** Opening Information block **

PR #265, opened 2020-03-18
During finalize, in link mode remove standby and mirror data directories

bhuvnesh2703:
In Link mode, remove the standby and mirror data directories if configured.


idl/hub_to_agent.proto
```diff
@@ -37,8 +38,13 @@ message CreateSegmentDataDirRequest {
     repeated string datadirs = 1;
 }
 
+message DeleteDataDirectoriesRequest {
+  repeated string datadirs = 1;
+}
 message CreateSegmentDataDirReply {}
 
+message DeleteDataDirectoriesReply {}
+
```
kalensk: Should these references be renamed to just `DeleteDirectories` since the agent is agnostic of what the directories are (ie: it doesn't care that its a "data" directory)?

(This is similar to `RenameDirectories`.)

agent/delete_data_directories_test.go
```diff
@@ -0,0 +1,51 @@
...
+		StateDir: "",
+	})
+
+	req := &idl.DeleteDataDirectoriesRequest{Datadirs: []string{"/data/dbfast_mirror1/seg1"}}
+
+	t.Run("successfully deletes the data directory", func(t *testing.T) {
+		utils.System.RemoveAll = func(name string) error {
+			if name != req.Datadirs[0] {
+				t.Errorf("got %q want %q", name, req.Datadirs[0])
+			}
```
kalensk: Could a `refelect.DeepEqual(name, req.Datadirs)` on the whole slice instead of req.Datadirs[0]` be used?

hub/delete_data_directories.go
```diff
@@ -0,0 +1,60 @@
...
+
+func DeleteDataDirectories(agentConns []*Connection, cluster *utils.Cluster) error {
+	wg := sync.WaitGroup{}
+	errChan := make(chan error, len(agentConns))
+
+	for _, conn := range agentConns {
+		conn := conn
+
+		// Selects all mirrors and standby
+		mirrors := func(seg *utils.SegConfig) bool {
```
kalensk: nit: renaming to `mirrorsIncludingStandby` or similar would remove the need for the comment?

hub/rename_data_directories.go
```diff
@@ -16,15 +16,22 @@ import (
...
+	if s.Config.UseLinkMode {
+		if err := DeleteDataDirectories(s.agentConns, s.Source); err != nil {
+			return xerrors.Errorf("removing source cluster standby and mirror segment data directories: %w", err)
+		}
+	}
+
+	// if its --link mode exclude mirror and standby directories in the _old archiving
+	// as they have already been removed, else include them
+	if err := RenameSegmentDataDirs(s.agentConns, s.Source, "", OldSuffix,
+		s.Config.UseLinkMode /* rename primaries only*/); err != nil {
```
kalensk: nit: Maybe remove this comment (since its implied by the one above), or move it to be part of the function level comment. In this case, I find it hard to read inline like that.

hub/rename_data_directories.go
```diff
@@ -16,15 +16,22 @@ import (
...
 		return xerrors.Errorf("renaming source cluster master data directory: %w", err)
 	}
 
-	// Include mirror and standby directories in the _old archiving.
-	// TODO: in --link mode, shouldn't we be _removing_ the mirror and standby
-	// directories?
-	if err := RenameSegmentDataDirs(s.agentConns, s.Source, "", OldSuffix, false); err != nil {
+	// in --link mode, remove the mirror and standby data directories
+	if s.Config.UseLinkMode {
+		if err := DeleteDataDirectories(s.agentConns, s.Source); err != nil {
```
kalensk: Renaming to something like `DeleteMirrorAndStandbyDirectories` would remove the need for the comment.

We can easily change it if we find that the function needs to be more generic, and pass in the segments or directories to delete. But for now that does not seem to be needed.

hub/delete_data_directories_test.go
```diff
@@ -0,0 +1,111 @@
...
+		{ContentID: -1, DbID: 1, Port: 25431, Hostname: "standby", DataDir: "/data/standby", Role: utils.MirrorRole},
+		{ContentID: 0, DbID: 2, Port: 25432, Hostname: "sdw1", DataDir: "/data/dbfast1/seg1", Role: utils.PrimaryRole},
+		{ContentID: 1, DbID: 3, Port: 25433, Hostname: "sdw2", DataDir: "/data/dbfast2/seg2", Role: utils.PrimaryRole},
+		{ContentID: 2, DbID: 4, Port: 25434, Hostname: "sdw1", DataDir: "/data/dbfast1/seg3", Role: utils.PrimaryRole},
+		{ContentID: 3, DbID: 5, Port: 25435, Hostname: "sdw2", DataDir: "/data/dbfast2/seg4", Role: utils.PrimaryRole},
+		{ContentID: 0, DbID: 6, Port: 35432, Hostname: "sdw1", DataDir: "/data/dbfast_mirror1/seg1", Role: utils.MirrorRole},
+		{ContentID: 1, DbID: 7, Port: 35433, Hostname: "sdw2", DataDir: "/data/dbfast_mirror2/seg2", Role: utils.MirrorRole},
+		{ContentID: 2, DbID: 8, Port: 35434, Hostname: "sdw1", DataDir: "/data/dbfast_mirror1/seg3", Role: utils.MirrorRole},
+		{ContentID: 3, DbID: 9, Port: 35435, Hostname: "sdw2", DataDir: "/data/dbfast_mirror2/seg4", Role: utils.MirrorRole},
+	})
```
kalensk: Not for this PR, but I could see pulling this into a helper since this type of setup cluster could be useful for other tests.

hub/delete_data_directories_test.go
```diff
@@ -0,0 +1,111 @@
...
+	"golang.org/x/xerrors"
+	"testing"
+
+	"github.com/golang/mock/gomock"
+	"github.com/greenplum-db/gp-common-go-libs/testhelper"
+	"github.com/greenplum-db/gpupgrade/hub"
+	"github.com/greenplum-db/gpupgrade/idl"
+	"github.com/greenplum-db/gpupgrade/idl/mock_idl"
+	"github.com/greenplum-db/gpupgrade/utils"
+)
```
kalensk: nit: bottom section needs to be split. That is imports go: 
- stdlib
- 3rd party including gp-common-go-libs (I believe)
- gpupgrade specific

hub/delete_data_directories.go
```diff
@@ -0,0 +1,60 @@
+package hub
+
+import (
+	"github.com/hashicorp/go-multierror"
+	"sync"
+
+	"github.com/greenplum-db/gp-common-go-libs/gplog"
+	"github.com/greenplum-db/gpupgrade/idl"
+	"github.com/greenplum-db/gpupgrade/utils"
+	"golang.org/x/net/context"
```
kalensk: nit: imports

hub/delete_data_directories_test.go
```diff
@@ -0,0 +1,111 @@
...
+		).Return(&idl.DeleteDataDirectoriesReply{}, nil)
+
+		client4 := mock_idl.NewMockAgentClient(ctrl)
+		// NOTE: we expect no call to the master
+
+		agentConns := []*hub.Connection{
+			{nil, client1, "sdw1", nil},
+			{nil, client2, "sdw2", nil},
+			{nil, client3, "standby", nil},
+			{nil, client4, "master", nil},
```
kalensk: I know we don't do this in other places, but it seems like calling these `sdw1Client`, sdw2Client`, etc. to be more readable. Thoughts?

hub/finalize.go
```diff
@@ -43,7 +43,7 @@ func (s *Server) Finalize(_ *idl.FinalizeRequest, stream idl.CliToHub_FinalizeSe
 	})
 
 	st.Run(idl.Substep_FINALIZE_RENAME_DATA_DIRECTORIES, func(_ step.OutStreams) error {
-		return s.RenameDataDirectories()
+		return s.RenameOrDeleteDataDirectories()
```
kalensk: Part of me wants a different name than `RenameOrDeleteDataDirectories`, but I can't quite think of anything better.

hub/finalize.go
```diff
@@ -43,7 +43,7 @@ func (s *Server) Finalize(_ *idl.FinalizeRequest, stream idl.CliToHub_FinalizeSe
 	})
 
 	st.Run(idl.Substep_FINALIZE_RENAME_DATA_DIRECTORIES, func(_ step.OutStreams) error {
```
kalensk: Do we want to update `Substep_FINALIZE_RENAME_DATA_DIRECTORIES` and its step output/help text to reflect this change?

hub/delete_data_directories_test.go
jchampio: `goimports -local github.com/greenplum-db/gpupgrade`, in other words

hub/delete_data_directories_test.go
bhuvnesh2703: sure more readable.

agent/delete_data_directories_test.go
bhuvnesh2703: name is a simple string where req.Datadirs is an array..so unless i bring an array, can't use it as shared.

hub/delete_data_directories.go
bhuvnesh2703: made changes in all files accordingly now.

agent/delete_data_directories_test.go
kalensk: Sure makes sense. I just have a personal aversion to hard coding an index dereference (ie: [0]), so I'd prefer name to be a slice. But its not a blocker.

agent/delete_data_directories.go
```diff
@@ -0,0 +1,24 @@
...
+	"github.com/greenplum-db/gpupgrade/idl"
+	"github.com/greenplum-db/gpupgrade/utils"
+)
+
+func (s *Server) DeleteDirectories(ctx context.Context, in *idl.DeleteDirectoriesRequest) (*idl.DeleteDirectoriesReply, error) {
+	gplog.Info("got a request to delete data directories from the hub")
+
+	datadirs := in.Datadirs
+	for _, segDataDir := range datadirs {
+		err := utils.System.RemoveAll(segDataDir)
```
dkrieger-pvtl: I think we should add some safety here to make sure we are not deleting a "random directory" that the hub told us to...since all directories we are deleting are postgres data directories, we have a lot of options to choose from.  Perhaps checking for the two files `PG_VERSION` and `postgresql.conf`?

agent/delete_data_directories_test.go
```diff
@@ -0,0 +1,52 @@
...
+	testhelper.SetupTestLogger()
+
+	server := agent.NewServer(agent.Config{
+		Port:     -1,
+		StateDir: "",
+	})
+
+	req := &idl.DeleteDirectoriesRequest{Datadirs: []string{"/data/dbfast_mirror1/seg1"}}
+
+	t.Run("successfully deletes the data directory", func(t *testing.T) {
```
dkrieger-pvtl: Please add a test that passes multiple directories in the `req` and make sure all of them are visited by the `DeleteDataDirectories` function.

agent/delete_data_directories.go
kalensk: I am hesitant about this suggestion as it seems a bit of a "code smell" or "band-aid" to the real solution of designing a secure system as noted in @jchampio comment https://github.com/greenplum-db/gpupgrade/pull/265#pullrequestreview-377306444

jchampio: @kalensk even _with_ a secured channel, it's good practice to continue to decrease the functionality that's exposed. It reduces attack surface.

agent/delete_data_directories.go
```diff
@@ -0,0 +1,24 @@
...
+		if err != nil {
+			return &idl.DeleteDirectoriesReply{}, err
+		}
```
jchampio: nit: current best practice is to combine "parallel" operations into a `multierror.Error` as opposed to stopping on first failure. In this case, there is probably not as much of a practical benefit. What will matter more is idempotence.

Speaking of idempotence, if the directory has already been deleted, we should not error out.

agent/delete_data_directories.go
jchampio: (One way to think about this: authorized users of our system, if/when we implement authorization, have been explicitly trusted by the sysadmin and/or DBA to upgrade clusters. That does not imply that they have been trusted to delete random directories. The functionality we expose has the opportunity to create privilege escalations.)

dkrieger-pvtl: Another reason is defensive programming...the results of passing and hence removing the wrong directory is severe yet the suggested sanity check for it is lightweight and reasonably strong.

agent/delete_data_directories_test.go
```diff
@@ -0,0 +1,52 @@
...
+			if name != req.Datadirs[0] {
+				t.Errorf("got %q want %q", name, req.Datadirs[0])
+			}
+
+			return nil
+		}
+
+		_, err := server.DeleteDirectories(context.Background(), req)
+		if err != nil {
+			t.Errorf("unexpected error got %#v", err)
```
jchampio: nit: `%+v` for unexpected errors (it'll give us a detail trace if available). `%#v` for expected error comparison.

agent/delete_data_directories_test.go
jchampio: This also ties into @kalensk's request below.

hub/delete_data_directories.go
```diff
@@ -0,0 +1,61 @@
...
+	wg.Wait()
+	close(errChan)
+
+	var mErr *multierror.Error
+	for err := range errChan {
+		mErr = multierror.Append(mErr, err)
+	}
+
+	return mErr.ErrorOrNil()
+}
```
dkrieger-pvtl: nit: you can use the error channel to enforce the barrier synchronization between the caller and all the gofunc's used.

The current code uses a WaitGroup for barrier synchronization and a channel for errors.
```go
func myFunction(list []int) error {
	wg := sync.WaitGroup{}
	errChan := make(chan error, len(list))

	for _, val := range list {
		val := val
		wg.Add(1)
		go func(val int) {
			defer wg.Done()

			_, err := do_something(val)
			if err != nil {
				errChan <- err
			}
		}(val)
	}

	wg.Wait()
	close(errChan)

	var mErr *multierror.Error
	for err := range errChan {
	}

	return mErr.ErrorOrNil()
}
```

You can instead just use the channel for both.  
```go
func myFunction(list []int) error {
	errChan := make(chan error, len(list))

	for _, val := range list {
		val := val
		go func(val int) {
			_, err := do_something(val)
			errChan <- err
		}(val)
	}
	
	var mErr *multierror.Error
	for i:=0; i<len(list); i++ {
	}
	close(errChan)
	
	return mErr.ErrorOrNil()
}
```

hub/delete_data_directories.go
```diff
@@ -0,0 +1,61 @@
...
+	for _, conn := range agentConns {
+		conn := conn
+
+		mirrorsIncludingStandby := func(seg *utils.SegConfig) bool {
+			return seg.Hostname == conn.Hostname &&
+				(seg.Role == utils.MirrorRole)
+		}
+
+		wg.Add(1)
+		go func(c *Connection) {
```
jchampio: Passing `c` this way isn't needed; you've already pinned `conn` in the current iteration's scope on line 20.

hub/delete_data_directories.go
```diff
@@ -0,0 +1,61 @@
...
+			defer wg.Done()
+
+			segments := cluster.SelectSegments(mirrorsIncludingStandby)
+			if len(segments) == 0 {
+				// This can happen if there are no mirrors or standby on a host
+				return
+			}
```
jchampio: As Adam noted in a different PR, this can be moved outside the goroutine, so that we `continue` the loop instead of spawning a new goroutine that then realizes it doesn't need to do anything.

agent/delete_data_directories_test.go
jchampio: This also ties into @kalensk's request below.

agent/delete_data_directories.go
jchampio: (One way to think about this: authorized users of our system, if/when we implement authorization, have been explicitly trusted by the sysadmin and/or DBA to upgrade clusters. That does not imply that they have been trusted to delete random directories. The functionality we expose has the opportunity to create privilege escalations.)

jchampio:
(GitHub mixed up my review comments with my comments on other comments. Sorry for the mess if you're receiving notifications.)

hub/delete_data_directories.go
jchampio: Careful that you ensure the goroutine cannot panic in any case if you adopt this system; otherwise you'll deadlock if something keeps the unhandled panic from crashing the system. This has already happened with the Go test framework and `t.Fatalf()`.

berlin-ab: What mechanism makes this not true for the original? Is it the `defer wg.Done()` statement?

dkrieger-pvtl: Yes...the waitgroup is just counting starts/stops; if the goroutine panics before the errChan is written to, the calling function will never complete since the loop won't complete.

Placing the chan write in a defer should fix this:

```go
func myFunction(list []int)  error {
	errChan := make(chan error, len(list))

	for _, val := range list {
		val := val
		go func(val int) err error{
            defer func() {
                errChan <- err
            }
			_, err := do_something(val)
		}(val)
	}
	
	var mErr *multierror.Error
	for i:=0; i<len(list); i++ {
	}
	close(errChan)
	
	return mErr.ErrorOrNil()
}
```

idl/hub_to_agent.proto
dkrieger-pvtl: Note if we do [datadir sanity checks](https://github.com/greenplum-db/gpupgrade/pull/265/files#r395247588), then this should be named `DeleteDataDirectories`.

hub/delete_data_directories.go
bhuvnesh2703: for reference: we tried the below version but it hangs..
```
func DeleteMirrorAndStandbyDirectories(agentConns []*Connection, cluster *utils.Cluster) error {

		conn := conn

		mirrorsIncludingStandby := func(seg *utils.SegConfig) bool {
			return seg.Hostname == conn.Hostname &&
				(seg.Role == utils.MirrorRole)
		}

		segments := cluster.SelectSegments(mirrorsIncludingStandby)
		if len(segments) == 0 {
			// This can happen if there are no mirrors or standby on a host
			continue
		}

		go func() (err error) {
			defer func() {
				errChan <- err
			}()

			req := new(idl.DeleteDirectoriesRequest)
			for _, seg := range segments {
				datadir := seg.DataDir
				req.Datadirs = append(req.Datadirs, datadir)
			}

			_, err = conn.AgentClient.DeleteDirectories(context.Background(), req)
			if err != nil {
				gplog.Error("Error deleting segment data directories on host %s: %s",
					conn.Hostname, err.Error())
			}

			return err
		}()

	}

	var mErr *multierror.Error
	for i:= 0; i < len(agentConns); i++ {
		mErr = multierror.Append(mErr, <-errChan)
	}

	close(errChan)

	return mErr.ErrorOrNil()
}
```

jchampio: You're not guaranteed to push the exact number of errors you need due to the presence of `continue` in the loop body. Use `WaitGroup`; this is what it's for.

The takeaway for me is that the more complex your goroutine implementation gets, the nicer `WaitGroup` becomes as a way to manage the synchronization safely. IMO needing to defer `errChan <- err`, and this new deadlock you've found, is a sign that you should just be using `WaitGroup`.

agent/delete_data_directories.go
bhuvnesh2703: added check

bhuvnesh2703:
@dkrieger-pvtl applied the feedback requested.

agent/delete_data_directories.go
```diff
@@ -0,0 +1,46 @@
...
+	"path/filepath"
+
+	"github.com/greenplum-db/gp-common-go-libs/gplog"
+	"github.com/hashicorp/go-multierror"
+
+	"github.com/greenplum-db/gpupgrade/idl"
+	"github.com/greenplum-db/gpupgrade/utils"
+)
+
+var FilesToCheck = [...]string {"postgresql.conf", "PG_VERSION"}
```
marksliva: nit: This variable can be package private. Especially since you do not want it to change and nothing outside of the package ever references it.

agent/delete_data_directories.go
```diff
@@ -0,0 +1,46 @@
...
+
+func (s *Server) DeleteDirectories(ctx context.Context, in *idl.DeleteDirectoriesRequest) (*idl.DeleteDirectoriesReply, error) {
+	gplog.Info("got a request to delete data directories from the hub")
+
+	datadirs := in.Datadirs
```
marksliva: nit: This could be inlined.

hub/rename_data_directories.go
```diff
@@ -17,15 +17,20 @@ import (
...
 	if err := RenameMasterDataDir(s.Source.MasterDataDir(), true); err != nil {
 		return xerrors.Errorf("renaming source cluster master data directory: %w", err)
 	}
 
-	// Include mirror and standby directories in the _old archiving.
-	// TODO: in --link mode, shouldn't we be _removing_ the mirror and standby
-	// directories?
-	if err := RenameSegmentDataDirs(s.agentConns, s.Source, "", OldSuffix, false); err != nil {
+	// in --link mode, remove the mirror and standby data directories
+	if s.Config.UseLinkMode {
```
marksliva: There's currently no test for this conditional. We could test it in an integration bats test.

However there's no existing bats test to put this into.. why do we still not have a finalize test for a cluster upgraded using `link` mode?

bhuvnesh2703: added test in finalize with --link mode.

test/finalize.bats
```diff
@@ -106,6 +106,127 @@ teardown() {
     validate_mirrors_and_standby "${GPHOME}" "$(hostname)" "${PGPORT}"
 }
 
+@test "gpupgrade finalize with --link mode should swap the primary and master directory and delete the old mirror and standby directory" {
```
marksliva: I'm wondering if it would be worth it to combine the code of these 2 finalize tests. We could create a shared function that runs the upgrade and checks, and pass it an argument from each `@test` that specifies whether or not to run the upgrade using link mode, which would also conditionally backup and later check the source mirror directories since so much of the code is shared.

If we don't dedupe this now, it seems like it will be trickier to maintain when we want to make a change that affects both tests.

test/finalize.bats
```diff
@@ -106,6 +106,127 @@ teardown() {
...
+        cp -r ${parent_datadir} ${parent_datadir}_backup
+    done
+    gpstart -a
+
+    gpupgrade initialize \
+        --source-bindir="$GPHOME/bin" \
+        --target-bindir="$GPHOME/bin" \
+        --source-master-port="${PGPORT}" \
+        --disk-free-ratio 0 \
+        --link \
```
marksliva: This test looks good overall. I have added a follow-up story to add a link mode upgrade job for 5-to-6.

test/finalize.bats
dkrieger-pvtl: I agree strongly with this...the semantic difference between link mode and copy mode is small from upgrade's standpoint, and it seems we should be able to combine these in a straightforward way.  In addition, master's `finalize.bats` only tests if both mirrors and a standby are present in the source cluster.  We might want to test a mirrors-only or standby-only source cluster in the future.  If we don't dedup these now, that'll be more complicated in the future or we'll then have 4 tests...

berlin-ab: Copy and link have significant behavior differences that are important to gpupgrade. I think we should keep an end-to-end test for both and test their significant behavior that we care about.

bhuvnesh2703: have refactored to use a common function, with some ifs.. so pls review..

** Closing Information block **

## [Work request]
Looking at the data above, say how many lines include the string "readable" and add nothing.

## [Answer box]
2